===== Provided records =====

PR #2348, opened 2023-04-04
Add 'benchcomp visualize' & error on regression

### LINKED ISSUE #2338: Implement error return on regression action
Implement a benchcomp 'action' (previously called 'visualization') that terminates benchcomp with a return code of 1 if the result contains a regression.
This is required to be able to terminate CI runs when a regression is detected. It is also useful when running locally, for example when benchcomp is used as part of a makefile or script that checks whether a regression happened.
Users should be able to specify the action like this in their benchcomp.config file:
```yaml actions:
  - type: error_return_on_regression
    checks:
      - metric: passed
        check: boolean_not
      - metric: runtime
        check: ratio
        max: 1.1
```
This says: perform two actions on the results of running the two variants. Check if the 'passed' metric has flipped from true to false or vice versa; and check that the ratio of new to old runtime does not exceed 1.1.
If any pair of results fail either of these checks, the action sets the returncode of benchcomp to 1.

karkhaz:
This commit adds an implementation for the `benchcomp visualize`
command. Currently, there is one visualization, "error_on_regression",
which causes `benchcomp` or `benchcomp visualize` to terminate with a
return code of 1 if there was a regression in any of the metrics.

Users can specify the following in their config file:

    visualize:
    - type: error_on_regression
      variant_pairs:
      - [variant_1, variant_2]
      - [variant_1, variant_3]
      checks:
      - metric: runtime
        test: "lambda old, new: new / old > 1.1"
      - metric: passed
        test: "lambda old, new: False if not old else not new"

This says to check whether any benchmark regressed when run under
variant_2 compared to variant_1. A benchmark is considered to have
regressed if the value of the 'runtime' metric under variant_2 is 10%
higher than the value under variant_1. Furthermore, the benchmark is
also considered to have regressed if it was previously passing, but is
now failing. These same checks are performed on all benchmarks run under
variant_3 compared to variant_1. If any of those lambda functions
returns True, then benchcomp will terminate with a return code of 1.

This commit fixes #2338.
### Testing:

* How is this change tested? Two new regression tests

### Checklist

### DIFF
--- a/tools/benchcomp/benchcomp/entry/benchcomp.py
+++ b/tools/benchcomp/benchcomp/entry/benchcomp.py
@@ -15,3 +15,5 @@ def main(args):
 
     args.suites_dir = run_result.out_prefix / run_result.out_symlink
     results = benchcomp.entry.collate.main(args)
+
+    benchcomp.entry.visualize.main(args)
--- a/tools/benchcomp/benchcomp/entry/visualize.py
+++ b/tools/benchcomp/benchcomp/entry/visualize.py
@@ -4,5 +4,16 @@
 # Entrypoint for `benchcomp visualize`
 
 
-def main(_):
-    pass
+import sys
+
+import yaml
+
+import benchcomp.visualizers.utils
+
+def main(args):
+    with open(args.result_file, encoding="utf-8") as handle:
+        results = yaml.safe_load(handle)
+
+    generate_visualizations = benchcomp.visualizers.utils.Generator(args.config)
+    generate_visualizations(results)
+    sys.exit(benchcomp.visualizers.utils.EXIT_CODE)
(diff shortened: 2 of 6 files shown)


qinheping (commented):
Is it possible to report the name of the regressed benchmark in the error message?
Also, it would be great to have a test that contains metric of more than one benchmark.

karkhaz:
Done both, thank you! I'm printing it out as a warning to stderr.

Note that this visualization is supposed to be fairly minimal, it's not supposed to be doing fancy output... the idea is that we'd implement more visualizations for Markdown output (for GitHub Actions), HTML reports, etc when we need them. But I do think a warning message to terminal is a good idea here

qinheping (approved):
Thank you @karkhaz!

=====

_Your task_.
Return each line of the listing that holds the string "commit".

_Answer_.
This commit adds an implementation for the `benchcomp visualize`
This commit fixes #2338.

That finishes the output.